### What needs to be done
Output exactly the lines that run from the top of the entries to the line holding "# Description", including both of those lines.

Records excerpted from a collection:
################
PR #4404, opened 2026-09-01
[FEATURE]: implement oauthPassThru, handles OIDC refreshToken as well

kubehubdev:
# Description

Implement a feature that is well established in Grafana: https://grafana.com/developers/plugin-tools/how-to-guides/data-source-plugins/add-authentication-for-data-source-plugins#forward-oauth-identity-for-the-logged-in-user 

it use current user's OIDC token to authenticate against datasources (datasources have to config secret to opt-in).

```yaml
kind: GlobalDatasource
metadata:
  name: kubehub-loki
spec:
  default: true
  plugin:
    kind: LokiDatasource
    spec:
      proxy:
        kind: HTTPProxy
        spec:
          allowedEndpoints: []
          oauthPassThrough: true
          url: https://{{OAuthProtectedLokiURL}}/
```

# Screenshots

N/A, backend changes only.

# Checklist

## UI Changes


internal/api/impl/proxy/proxy.go
```diff
@@ -291,7 +291,7 @@ func (h *httpProxy) serve(c echo.Context) error {
 
 	if err := h.prepareRequest(c); err != nil {
 		h.logWithDefaultEntry().WithError(err).Error("unable to prepare the HTTP request")
-		return apiinterface.InternalError
+		return err
```
Nexucis, line 300: why did you change the error returned ?

internal/api/impl/proxy/proxy.go
```diff
@@ -366,6 +366,24 @@ func (h *httpProxy) setupAuthentication(req *http.Request) error {
 	if h.secret == nil {
 		return nil
 	}
+	if h.secret.OAuthPassThru {
+		var oidcToken string
+		for _, cookie := range req.Cookies() {
```
Nexucis: If you add in the parameter the context, this loop can be then simplified by getting the cookie you wanted directly.

```go
func (h *httpProxy) setupAuthentication(c echo.Context, req *http.Request) error {
		[ ... ]
		oidcCookie, err := c.Cookie(crypto.CookieKeyOIDCToken)
		if errors.Is(err, http.ErrNoCookie) {
				// TODO : manage the error
		}
		req.Header.Set(echo.HeaderAuthorization, fmt.Sprintf("Bearer %s", oidcCookie.Value))
		return nil
}

File: pkg/model/api/v1/secret.go [hunk 3]
```diff
@@ -29,6 +29,10 @@ type SecretSpec struct {
 	OAuth *secret.OAuth `json:"oauth,omitempty" yaml:"oauth,omitempty"`
 	// TLSConfig to use to connect to the targets.
 	TLSConfig *secret.TLSConfig `json:"tlsConfig,omitempty" yaml:"tlsConfig,omitempty"`
+	// OAuthPassThru when true forwards the incoming user's OAuth/OIDC access token to the upstream datasource
+	// using an Authorization: Bearer header. This is only applicable for proxy-type datasources (HTTP proxy and SQL proxy).
+	// When enabled, the user's token is used instead of any static auth configured in basicAuth, authorization, or oauth.
+	OAuthPassThru bool `json:"oauthPassThru,omitempty" yaml:"oauthPassThru,omitempty"`
```
Nexucis: why not writing like that : `OAuthPassThrough` ?

Nexucis (commented):
Thanks for the improvement, this is an interesting way to forward the OIDC token.

While I am not against this feature (on the contrary), I am wondering about the utility to support the refresh token in Perses directly. Just curious about your point of view.

And I have added few comments, but it looks already good.

Nexucis:
this should solve this discussion: https://github.com/perses/perses/discussions/2942

pkg/model/api/v1/secret.go
kubehubdev: just use same property name from grafana, that `Thru` does annoy me, I can rename it to OAuthPassThrough, really not worth to save few characters.

internal/api/impl/proxy/proxy.go
kubehubdev: I think I wanted to surface more info to the UI, when login as native user (username/password), this thing isn't going to work. 

let me get this fixed in a proper way, while I can surface the error to user.

internal/api/impl/proxy/proxy.go
kubehubdev: thanks a lot! let me look into this.

internal/api/impl/proxy/proxy.go
kubehubdev: introduced UserVisibleError, so I return this error in setupAuthentication, and condition with if errors.Is, then return 400 error with actionable message.

internal/api/impl/proxy/proxy.go
kubehubdev: fixed, this does simplified the code.

pkg/model/api/v1/secret.go
kubehubdev: renamed to `OAuthPassThrough`

kubehubdev:
tested heavily, and fix another issue where perses token expiration is longer than oidcToken, so have to decouple oidcToken refresh from persesToken refresh.

internal/api/impl/auth/oauth.go
```diff
@@ -479,6 +479,16 @@ func (e *oAuthEndpoint) performUserSync(userInfo externalUserInfo, persistedClai
 		return nil, err
 	}
 
+	// Store the upstream OIDC token and refresh token for oauthPassThru datasource proxy support
```
Nexucis:
```suggestion
	// Store the upstream OIDC token and refresh token for oauthPassThrough datasource proxy support
```

pkg/model/api/v1/secret.go
```diff
@@ -71,6 +75,9 @@ func (s *SecretSpec) validate() error {
 	if nbAuthConfigured > 1 {
 		return fmt.Errorf("basicAuth, authorization and oauth are mutually exclusive, use one of them")
 	}
+	if s.OAuthPassThrough && nbAuthConfigured > 0 {
+		return fmt.Errorf("oauthPassThru cannot be used together with basicAuth, authorization, or oauth")
```
Nexucis:
```suggestion
		return fmt.Errorf("oauthPassThrough cannot be used together with basicAuth, authorization, or oauth")
```

pkg/model/api/v1/secret_test.go
```diff
@@ -80,3 +80,56 @@ func TestUnmarshalJSONSecretSpecMutuallyExclusiveAuth(t *testing.T) {
...
+	for _, test := range testSuite {
+		t.Run(test.title, func(t *testing.T) {
+			result := &SecretSpec{}
+			err := json.Unmarshal([]byte(test.jason), result)
+			if test.wantErr {
+				assert.Error(t, err)
+				assert.Equal(t, test.errMsg, err.Error())
+			} else {
+				assert.NoError(t, err)
+				if test.jason == `{"oauthPassThru": true}` {
```
Nexucis: tests need to be updated with the new field

internal/api/impl/proxy/proxy.go
```diff
@@ -560,6 +593,10 @@ func (s *sqlProxy) setupAuthentication() error {
 		return nil
 	}
 
+	if s.secret.OAuthPassThrough {
+		logrus.Warnf("oauthPassThru is configured for SQL datasource %s but is not supported for SQL proxy; only HTTP proxy supports passing user tokens", s.name)
```
Nexucis:
```suggestion
		logrus.Warnf("oauthPassThrough is configured for SQL datasource %s but is not supported for SQL proxy; only HTTP proxy supports passing user tokens", s.name)
```

internal/api/impl/proxy/proxy.go
```diff
@@ -359,13 +368,37 @@ func (h *httpProxy) prepareRequest(c echo.Context) error {
...
+			// before giving up.
+			if h.tokenRefresher != nil {
+				if _, refreshErr := c.Cookie(crypto.CookieKeyOIDCRefreshToken); refreshErr == nil {
+					h.tokenRefresher(c)
+					// Re-read the OIDC token cookie after the refresh attempt.
+					oidcCookie, err = c.Cookie(crypto.CookieKeyOIDCToken)
+				}
+			}
+			if errors.Is(err, http.ErrNoCookie) {
+				return apiinterface.HandleUserVisibleError(fmt.Sprintf(
```
Nexucis: I think you don't need to create another type of error. You can use the function to handle a 400 error instead. This will be enough

internal/api/impl/proxy/proxy.go
```diff
@@ -359,13 +368,37 @@ func (h *httpProxy) prepareRequest(c echo.Context) error {
...
+			// before giving up.
+			if h.tokenRefresher != nil {
+				if _, refreshErr := c.Cookie(crypto.CookieKeyOIDCRefreshToken); refreshErr == nil {
+					h.tokenRefresher(c)
+					// Re-read the OIDC token cookie after the refresh attempt.
+					oidcCookie, err = c.Cookie(crypto.CookieKeyOIDCToken)
+				}
+			}
+			if errors.Is(err, http.ErrNoCookie) {
+				return echo.NewHTTPError(http.StatusBadRequest, fmt.Sprintf(
```
Nexucis:
```suggestion
				return apiinterface.HandleBadRequestError(fmt.Sprintf(
```

I prefere that way since we have this kind of function that avoid having to define manually the HTTP error code

then you will need to change the type of the error check at ligne 299

Nexucis:
I am wondering if this parameter `OauthPassThrough` should not be here https://github.com/perses/spec/blob/main/go/datasource/proxy/http/http.go#L73 instead. I am not sure it makes sense this is part of the secret.

Do you have any opinion on that @kubehubdev ?

Nexucis:
> I am wondering if this parameter `OauthPassThrough` should not be here https://github.com/perses/spec/blob/main/go/datasource/proxy/http/http.go#L73 instead. I am not sure it makes sense this is part of the secret.
> 
> Do you have any opinion on that @kubehubdev ?

@celian-garcia if you can give me your opinion on that also, that would be cool. Thank you !

kubehubdev:
> I am wondering if this parameter `OauthPassThrough` should not be here https://github.com/perses/spec/blob/main/go/datasource/proxy/http/http.go#L73 instead. I am not sure it makes sense this is part of the secret.
> 
> Do you have any opinion on that @kubehubdev ?

I initially track through a static JWT token to this secret, and then naturally implement it in Secret object. 

Now in overall picture, this meas the datasource object with OAuthPassthrough doesn't need a secret, we can attribute this to Datasource instead of Secret (without secret).

I am ok to move o datasource object, the datasource is self sufficient, and we don't need a secret object that doesn't have real secret.  @celian-garcia  let me know what do you think, I can make the change if we all aligned.

kubehubdev:
@Nexucis  if you are aligned on attach this property to datasource, I can start to change the code.

Nexucis:
Hello @kubehubdev,

I have checked with @celian-garcia and we agree to put this boolean into the HTTP proxy definition.

Can you open a PR to the `spec` and add this boolean please ?

Nexucis:
And you will need to update also the proxy form in the shared repository. If you can do all of that, it will be great ! I know moving this boolean is harder than keeping it in the secret, but like you, I believe it will be cleaner.

We also don't have to check anything for the SQL proxy because the boolean won't appear.

kubehubdev:
thanks, will follow that direction.

kubehubdev:
created https://github.com/perses/spec/pull/99/commits

kubehubdev:
@Nexucis  I need help get a  release tag github.com/perses/spec@v0.3.0-beta.8 .

Nexucis:
> @Nexucis I need help get a release tag github.com/perses/spec@v0.3.0-beta.8 .

yes I am on it :)

Nexucis:
@kubehubdev done :) v0.3.0-beta.8 is available

kubehubdev:
I think I need plugins PR as well:   https://github.com/perses/plugins/pull/805
hit this during my test:
```
time="2026-09-09T19:51:18Z" level=error msg="unable to create the \"GlobalDatasource\" \"kubehub-mimir\"" func="github.com/perses/perses/internal/api/provisioning.(*provisioningService).applyEntity" file="/workspace/perses/perses/internal/api/provisioning/service.go:96" error="bad request: invalid datasource kubehub-mimir: spec: 2 errors in empty disjunction:\nspec.proxy: field not allowed:\n    1:40\nspec.proxy.spec.oauthPassThrough: field not allowed:\n    1:500\n"
```

kubehubdev:
@Nexucis I think I need some dev instruction on how can I test this locally with version mixing across repo, spec/plugings/perses, maybe shared as well.

Nexucis:
you may need these instructions https://github.com/perses/shared#linking-with-local-projects @kubehubdev.

The CLI can help you also to run the plugin in a dev mode.

And perhaps you will have to open a PR in shared to modify the form of the proxy to include this new boolean to be able to have it in the UI

Nexucis:
but I think you can already modify this PR so we can merge it. You will have to update the spec dependencies.

internal/api/impl/proxy/proxy.go
```diff
@@ -384,10 +393,17 @@ func (h *httpProxy) filterHeaders(headers http.Header) {
...
+func (h *httpProxy) setupAuthentication(c echo.Context) error {
+	if h.config.OauthPassthrough {
+		return h.setupOAuthPassthrough(c)
+	}
 	if h.secret == nil {
 		return nil
 	}
+
+	req := c.Request()
+	h.filterHeaders(req.Header)
```
Nexucis: you should not move this line here because we want to filter the header regardless there is an authentication setup to make

internal/api/impl/proxy/proxy.go
```diff
@@ -416,6 +432,32 @@ func (h *httpProxy) setupAuthentication(req *http.Request) error {
...
+		// before giving up.
+		if h.tokenRefresher != nil {
+			if _, refreshErr := c.Cookie(crypto.CookieKeyOIDCRefreshToken); refreshErr == nil {
+				h.tokenRefresher(c)
+				// Re-read the OIDC token cookie after the refresh attempt.
+				oidcCookie, err = c.Cookie(crypto.CookieKeyOIDCToken)
+			}
+		}
+		if errors.Is(err, http.ErrNoCookie) {
+			return echo.NewHTTPError(http.StatusBadRequest, fmt.Sprintf(
```
Nexucis: here you can use our function to handle such error:

```go
return apiinterface.HandleBadRequestError(fmt.Sprintf(	"you are querying datasource %q which is configured to use OAuthPassThrough, but no OAuth token is available in this session; try logging out and logging in again with the correct authentication provider",
h.datasourceName))

File: internal/api/impl/proxy/proxy.go [hunk 12]
```diff
@@ -292,6 +297,10 @@ func (h *httpProxy) serve(c echo.Context) error {
 
 	if err := h.prepareRequest(c); err != nil {
 		h.logWithDefaultEntry().WithError(err).Error("unable to prepare the HTTP request")
+		var echoHttpErr *echo.HTTPError
+		if errors.As(err, &echoHttpErr) {
+			return echoHttpErr
+		}
 		return apiinterface.InternalError
```
Nexucis: it will mean also instead of making a difference between the echo error and the rest, you can just return the error directly.

We have a middleware that will return an internal error for every error not managed, so simply returning the error will do exactly what you want

kubehubdev:
thanks, addressed all comments, and verified I can see the 400 message:
Screenshot from 2026-09-11 01-44-27

internal/api/impl/proxy/proxy.go
Nexucis:
```suggestion
		return err
```

Nexucis: one last thing and we should be good. You need to change the error returned here to avoid filtering. This is quite weird you have the correct error returned in the UI while the error returned currently is a `500 internal error`

Nexucis:
to fix the ci @kubehubdev you need to run `go mod tidy` in `go-sdk/test` and in `internal/cli/cmd/dac/build/testdata/go`

Nexucis:
you can ignore the error in the windows tests. It seems I was too quick when changing the setup of postgresql on windows

Nexucis (approved):
thank you @kubehubdev for your contribution. It looks good to me !

kubehubdev:
thanks a lot for helping me going through this PR.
################
### Output of the exercise
PR #4404, opened 2026-09-01
[FEATURE]: implement oauthPassThru, handles OIDC refreshToken as well

kubehubdev:
# Description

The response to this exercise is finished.